Mom wanted to stay in the car with her stout little dog. It was a short hike from the car to Boy Scout Cave, so I went alone. That cave comprised a dark, cramped tunnel opening onto a natural ice rink that a young skater could glide around with room to spare, or so said a second National Geographic article. I saw only a shrunken pad of ice that would tempt none but readers of that article to bring a pair of skates along. It disappointed me. The enormous Indian Tunnel, a quarter of a mile away, descended as a gash into the ground. As I walked in, light shone in oblique cracks, splashed like quicksilver on the floor. It dazzled me.
The Devil’s Orchard, near the parking spot where I began, was a befuddling cluster of tall demonic basalt structures that had been carried along on flowing lava. Juniper trees, redolent of gin, grew in hollows and humps of ground beside the dancing devil’s den. Pahoehoe lava dried in the form of pythons coiling around each other, daring me to walk on their backs to make a shortcut. In forty-five minutes, I was back at the car with my mother and Tika.

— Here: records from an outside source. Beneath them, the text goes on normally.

PR #30, opened 2017-05-18
removes attack dice modifier. Adding a 1d4 to hitCheck is way too ove…

### LINKED ISSUE #29: hitCheck should not include +1d4 per level
This comes from the attackModifier. We already have an attackBonus of +1 per level. This coupled with the attackModifier practically makes AC irrelevant, as well as makes the different creature penalties and bonuses meaningless.

cormacmccarthy:
…r-powered

fixes #29

### DIFF
--- a/creatures/base.js
+++ b/creatures/base.js
@@ -159,17 +159,20 @@ Battles won: ${this.battles.wins}`;
 		return ac;
 	}
 
-	get bonusAttackDice () {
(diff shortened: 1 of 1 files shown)


tweettypography:
I would leave this in the cards and simply make the change you did to creatures. That way if we ever have a place where a bonus die roll is needed the hooks are already there.

cormacmccarthy:
Done.

PR #36, opened 2017-05-19
Gh31   end of battle xp and card should be shown to user

### LINKED ISSUE #31: End of battle XP and card should be shown to user
At the end of the battle, you gain XP and possibly a card. That should be more obvious.

cormacmccarthy:
fixes #31 

image

I'm going to bet that this is going to be more of a starting point. I don't quite grok the new channelManager yet, and I'm betting I'm sorely abusing or underutilizing either it or the emit system or both...

### DIFF
--- a/game.js
+++ b/game.js
@@ -96,8 +96,7 @@ class Game extends BaseClass {
 		this.channelManager.queueMessage({
 			announce: `${creature.identity} gained ${xpGained}XP`,
 			channel,
-			channelName,
-			event: { name: 'gainedXP', properties: { creature } }
+			channelName
 		});
 	}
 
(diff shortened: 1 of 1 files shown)


game.js
```diff
@@ -81,11 +81,45 @@ class Game extends BaseClass {
...
 
+	announceXPGain (className, game, { contestant, creature, xpGained }) {
+		const channel = contestant.channel;
+		const channelName = contestant.channelName;
+
+		this.channelManager.queueMessage({
+			announce: `${creature.identity} gained ${xpGained}XP`,
+			channel,
+			channelName,
+			event: { name: 'gainedXP', properties: { creature } }
```
tweettypography: You don't have to emit an event here unless you want it for something else - this event prop is basically to allow for events that only fire off _after_ the message has actually been displayed to the user. So it's basically an event to notify the system that a message has been displayed.

cormacmccarthy: Oh! I wondered what this event prop was for! Never got around to following it through the pipeline to see what happened to it... Thanks!

cormacmccarthy:
I can't remember what my questions about it were... If I seem to be using it right and putting things in a reasonable place, then I guess I'm good for now. If I have a specific question later I'll ask :)

PR #38, opened 2017-05-21
Gh23   card pool display

cormacmccarthy:
fixes #23 
fixes #22 

Allows player to look at all of their cards, monsters, and monsters in ring.

Displays only a single instance of each card type in the equip menu, with counts of how many of each type the player has in brackets.

PR #39, opened 2017-05-22
Gh21   equip shortcut

### LINKED ISSUE #21: Equip shortcut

“How was it?” Mom asked. Tika panted.
“I feel renewed.”
From the end of a spur road jutting off the loop near Buffalo Cave and Broken Top Mountain, we could see part of the Craters of the Moon Wilderness, created by the passage of the Wilderness Act of 1964. The Prairie stretched out as far as the eye could see, and I understood why this kipuka was named The Prairie. It is a lovely, shabby, shrubby, grassy area dotted with pyramidal buttes and cones, but it is surrounded by lava. It was a glorious place to be, and I felt it calling to me when my mother and I turned to leave.
On the way back to the visitor center, we saw pure black lava and large cracked blocks that looked like Volkswagens left out in a rock junkyard beside the road. We passed the Blue Dragon lava flow, with its unique, iridescent glow that is created by a film of titanium left on the surface of the rock as molten lava cooled. This landscape is as weird and unknown, as numbing and spectacular as tundra on the North Slope of the Brooks Range in Alaska, in which I’ve hiked. It is similarly arduous for hikers moving across hummocks of melting land as across a’a lava to make progress.

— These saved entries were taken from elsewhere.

PR #47, opened 2017-06-14
Gh45   monsters should leave ring after battle

### LINKED ISSUE #45: Monsters should leave ring after battle
After a battle if you try and send a new monster into the ring, it says the ring is full.

cormacmccarthy:
fixes #45 

@dbb I don't know why the save function error is occurring, but I'm swallowing it for the meantime (because otherwise the game is completely broken after the first fight)

### DIFF
--- a/characters/beastmaster.js
+++ b/characters/beastmaster.js
@@ -2,6 +2,7 @@ const BaseCharacter = require('./base');
 const { spawn, equip } = require('../monsters');
 const { getMonsterChoices } = require('../helpers/choices');
 const TENSE = require('../helpers/tense');
+const { capitalize } = require('../helpers/capitalize');
 
 const { monsterCard } = require('../helpers/card');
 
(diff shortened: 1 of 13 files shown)


characters/beastmaster.js
```diff
@@ -231,10 +232,14 @@ Which monster would you like to ${action}?`,
...
 			})
-			.then(monster => channel({
-				announce: `${monster.givenName} has begun to revive.`
-			})
-				.then(() => monster));
+			.then((monster) => {
+				const timeToRevive = (monster.respawn() - Date.now()) / (60 * 60 * 1000);
+
+				return channel({
+					announce: `${monster.givenName} has begun to revive. ${capitalize(monster.pronouns[0])} is a level ${monster.level} monster, and therefore will be revived in ${timeToRevive} hours.`// eslint-disable-line max-len
```
tweettypography: This doesn't really handle the case where it's 0 or 1 hours.

characters/beastmaster.js
```diff
@@ -231,10 +232,14 @@ Which monster would you like to ${action}?`,
 
 				return monster;
 			})
-			.then(monster => channel({
-				announce: `${monster.givenName} has begun to revive.`
-			})
-				.then(() => monster));
+			.then((monster) => {
+				const timeToRevive = (monster.respawn() - Date.now()) / (60 * 60 * 1000);
```
tweettypography: There should probably be a helper function for this that can be shared between the actual logic and this display of the info.

game.js
```diff
@@ -56,7 +56,18 @@ class Game extends BaseClass {
...
+					const gameJSON = JSON.stringify(game);
+					// console.log('not circular', gameJSON);
+					return stateSaveFunc(gameJSON);
+				} catch (e) {
+					// console.log('err circular');
+					// console.log(e);
+					// console.log('game', game);
+				}
+				return false;
+			};
```
tweettypography: Wait... what's happening here? We should fix whatever is causing this issue rather than swallowing errors.

tweettypography:
@cormacmccarthy Updated to fix the bug

PR #44, opened 2017-06-11
Adds commands to players handbook

cormacmccarthy:
Adds command list to players handbook

Makes look at command more forgiving

PR #50, opened 2017-06-28
matches on dm guide and dmg for dungeon masters guide

cormacmccarthy:
addresses comment on #44

### DIFF
--- a/game.js
+++ b/game.js
@@ -554,7 +554,7 @@ ${monsterCard(monster)}`
 			}
 
 			// Is it a dungeon master guide?
-			if (thing.match(/dungeon master(?:s)? guide/i)) { // dmg will talk about how to make new cards, monsters, and dungeons. Basically, the developer docs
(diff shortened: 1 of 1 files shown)


game.js
```diff
@@ -554,7 +554,7 @@ ${monsterCard(monster)}`
 			}
 
 			// Is it a dungeon master guide?
-			if (thing.match(/dungeon master(?:s)? guide/i)) { // dmg will talk about how to make new cards, monsters, and dungeons. Basically, the developer docs
+			if (thing.match(/(?:dungeon master(?:s)?|dm) guide|^dmg$/i)) { // dmg will talk about how to make new cards, monsters, and dungeons. Basically, the developer docs
```
tweettypography: Why do you use explicitly match start and end for dmg but not for dungeon master guide?

cormacmccarthy: Just in case something like this: `look at monster badmgoo`

People _probably_ won't name their monster "dm guide" or "dungeon masters guide" though...

cormacmccarthy:
related to: https://github.exacttarget.com/developer-productivity/sf-mc--hubot-jane/pull/115

image

PR #53, opened 2017-11-16
Adds effects to the fight loop

tweettypography:
Effects allow arbitrary modifications during the battle. For example, a card could trigger the creation of an effect which watches for another card and then modifies the behavior of that card. Effects are applied in three phases:

1. Attack Phase - where each of the effects from the monster who is playing the card are applied
2. Defense Phase - where each of the effects from the monster who the card may be targeting are applied
3. Global Phase - where effects that are from the ring itself are applied

These three phases are followed by the actual play of the card.

And effect is a function with the following signature: `card:Card, player:Creature, target:Creature, ring:Ring, phase:constString`


creatures/base.js
```diff
@@ -189,13 +215,15 @@ Battles won: ${this.battles.wins}`;
...
 		}
+		damageModifier += this.conditions.damageModifier || 0;
 
 		return damageModifier;
 	}
 
 	get maxHp () {
 		let maxHp = this.options.maxHp || this.DEFAULT_HP;
 		maxHp += Math.min(this.level * 2, MAX_HP_BOOST); // Gain 2 hp per level up to the max
+		maxHp += this.conditions.maxHp || 0;
```
cormacmccarthy: this.conditions.maxHpMod or something like that may be more appropriate here. Just this.conditions.maxHp could lead one to believe that it was the actual maxHp rather than a modification to maxHp.

ring/index.js
```diff
@@ -266,11 +284,32 @@ class Ring extends BaseClass {
...
+				const nextMonster = contestants[nextContestant].monster;
+
+				// Now we're going to run through all of the possible effects
+				// Each effect should either return a card (which will replace the card that was going to be played)
+				// or do something in the background and then return nothing (in which case we'll keep the card we had)
+
+				// First, run through the effects from the current monster
+				card = monster.encounterEffects.reduce((result, effect) => effect({
+					card: result, player: monster, target: nextMonster, ring, phase: ATTACK_PHASE
+				}) || card, card);
```
cormacmccarthy: The way this is structured is not intuitive. Here's an uglier, less aesthetically satisfying structure that's much more readable:

```
				card = monster.encounterEffects.reduce((result, effect) => {
					const modifiedCard = effect({ card: result, player: monster, target: nextMonster, ring, phase: ATTACK_PHASE });

					return modifiedCard || card;
				}, card);
```

creatures/base.js
tweettypography: I based this off of the logic we already had in place for `ac`. So we should probably either rename all of them to `acModifier` `maxHpModifier` etc or leave them all like this. Another option would be to change `conditions` to `modifiers`. We could always add another object called `conditions` in the future if we wanted some conditions that aren't modifiers - like `frozen` `invisible` `poisoned` etc

Thoughts?

ring/index.js
tweettypography: Updated

creatures/base.js
tweettypography: I'm going with renaming `conditions` to `modifiers`

PR #54, opened 2017-11-17
 Updates the flee card to only flee if hp < 10

tweettypography:


cards/flee.js
```diff
@@ -10,39 +10,46 @@ class FleeCard extends BaseCard {
...
-						return resolve(player.leaveCombat(target));
-					}
-
-					this.emit('stay', {
-						fleeResult: fleeRoll.result,
-						fleeRoll,
-						player,
-						target
-					});
+			if (player.hp < 10) {
```
cormacmccarthy: Can we change this to be whether the player is bloodied? (half hp)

My mother drove us out of the monument, across the duotone lava toward Ketchum, and onward to the distant, developed landscape of Boise. Back home, we rested after our long, strange journey.

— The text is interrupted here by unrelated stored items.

PR #71, opened 2017-12-07
Gh42   dead for negative bloodied

### LINKED ISSUE #42: "dead" for -bloodied
If you get a huge hit and knock the other monster to below negative 1/2 maxHP, they should be dead irretrievably.

This should be rare enough to almost never happen.

For level 1 monsters, the most they can hit for it about 14 on a natural 20. Most level 1 monsters maxHP is at least 24. In order for this to happen to a level 1 monster, they would have to have only 1HP left, and have their opponent roll at natural 20 to hit, and have their opponent have bonuses to hit.

cormacmccarthy:
fixes #42

### DIFF
--- a/creatures/base.js
+++ b/creatures/base.js
@@ -128,6 +128,24 @@ Battles won: ${this.battles.wins}`;
 		}
 	}
 
+	get bloodiedValue () {
+		return Math.floor(this.maxHp / 2);
+	}
+
+	get bloodied () {
+		return this.hp < this.bloodiedValue();
+	}
+
+	set bloodied (hp) {
+		this.setOptions({
+			hp: this.bloodiedValue()
+		});
+	}
+
+	get destroyed () {
+		return this.hp < -this.bloodiedValue()
+	}
+
 	get hp () {
 		if (this.options.hp === undefined) this.hp = this.maxHp;
 
@@ -283,10 +301,6 @@ Battles won: ${this.battles.wins}`;
 		const hp = this.hp - damage;
 		const originalHP = this.hp;
 
-		if (hp <= 0) {
-			this.hp = 0;
-		}
-
 		this.hp = hp;
 
 		this.emit('hit', {
@@ -349,9 +363,15 @@ Battles won: ${this.battles.wins}`;
 	}
 
 	die (assailant) {
-		this.emit('die', {
-			assailant
-		});
+		if () {
+			this.emit('destroy', {
+				assailant
+			});
+		} else {
+			this.emit('die', {
+				assailant
+			});
+		}
 
 		if (this.hp > 0) {
 			this.hp = 0;
--- a/creatures/base.js
+++ b/creatures/base.js
@@ -136,17 +136,17 @@ Battles won: ${this.battles.wins}`;
 	}
 
 	get bloodied () {
-		return this.hp < this.bloodiedValue();
+		return this.hp < this.bloodiedValue;
 	}
 
 	set bloodied (hp) {
 		this.setOptions({
-			hp: this.bloodiedValue()
+			hp: this.bloodiedValue
 		});
 	}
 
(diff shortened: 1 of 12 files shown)


creatures/base.js
```diff
@@ -286,10 +304,6 @@ Battles won: ${this.battles.wins}`;
 		const hp = this.hp - damage;
 		const originalHP = this.hp;
 
-		if (hp <= 0) {
-			this.hp = 0;
-		}
-
```
tweettypography: Why this logic even in here??

creatures/base.js
```diff
@@ -352,9 +366,17 @@ Battles won: ${this.battles.wins}`;
 	}
 
 	die (assailant) {
-		this.emit('die', {
-			assailant
-		});
+		if (this.hp <= 0) {
+			if (this.destroyed()){
```
tweettypography: Should be `this.destroyed` (not a function)

creatures/base.js
```diff
@@ -352,9 +366,17 @@ Battles won: ${this.battles.wins}`;
...
+				this.emit('destroy', {
+					assailant
+				});
```
tweettypography: You might want to just issue the same `die` even and include the parameter `destroyed` - would probably make it simpler to handle all of the cases where the die event might be listened to...

ring/index.js
```diff
@@ -29,8 +29,7 @@ class Ring extends BaseClass {
 			ring.battles.push(results);
 		});
 
-		const ring = this;
-		this.channelManager.on('win', (className, channel, { contestant }) => ring.handleWinner({ contestant }));
+		this.channelManager.on('win', (className, channel, { contestant }) => this.handleWinner({ contestant }));
 		this.channelManager.on('loss', (className, channel, { contestant }) => this.handleLoser({ contestant }));
 		this.channelManager.on('draw', (className, channel, { contestant }) => this.handleTied({ contestant }));
```
tweettypography: I don't see you actually listening for the `permaDeath` event here?

creatures/base.js
cormacmccarthy: oh weird... That's going to take some getting used to.

game.js
```diff
@@ -185,14 +186,21 @@ ${monsterCard(monster, contestant.lastMonsterPlayed !== monster)}`
...
 		const channel = this.publicChannel;
+		let announce;
 
-		channel({
-			announce:
-`${monster.identityWithHp} is killed by ${assailant.identityWithHp}
+		if (destroyed) {
+			announce = `${monster.identityWithHp} has been sent to the land of ${monster.pronouns} fathers by ${assailant.identityWithHp}
+
+			☠️  R.I.P ${monster.identity}
```
tweettypography: Did you mean for there to be this extra whitespace on the left?

ring/index.js
```diff
@@ -453,12 +453,21 @@ class Ring extends BaseClass {
 
 				if (contestant.monster.dead) {
 					contestant.lost = true;
-					this.channelManager.queueMessage({
-						announce: `${contestant.monster.givenName} has died in battle. You may now \`revive\` or \`dismiss\` ${contestant.monster.pronouns[1]}.`,
-						channel,
-						channelName,
-						event: { name: 'loss', properties: { contestant } }
-					});
+					if (contestant.monster.destroyed()) {
```
tweettypography: I still think this should be `if (contestant.monster.destroyed) {` - I'm kind of confused how it's working...

game.js
cormacmccarthy: Not originally, but I kinda like it. It stands out. I mean, it's pretty huge if this happens. I expect it to happen maybe 1 time ever TBH. (so much work for something so unlikely 🙄 )

cormacmccarthy:
image

PR #72, opened 2017-12-07
Gh41   more flavor text for tastier hp messaging

### LINKED ISSUE #41: More flavor text for tastier HP messaging
Right now, no matter what your HP is, it just says:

“Did you enjoy it? Was it pretty?” she asked.
“Yeh, kinda,” I replied. “Da wak was go-od.” Then the conversation drifted, and we talked about California and all our relatives and friends who lived there. However, my mother and I never talked about long past arguments between us and all the things that had separated us for so many years. The angry comments we’d made to one another, the painful things we’d done—these petty things were done; they had vanished. I was chastened by the stroke, and now the past didn’t matter at all.
Out of the blue my mother said, “Mike, you’re my son. I would do anything to help you.” I was silent. She had come to Pocatello, then to Boise, had given me beautiful furniture for my house, had sewn the curtains, and helped arrange the financing for the house. And what had I done to deserve that kindness? At length I said, “I love you, Mom.” The words came out all right, and we took another step on that thousand-mile journey.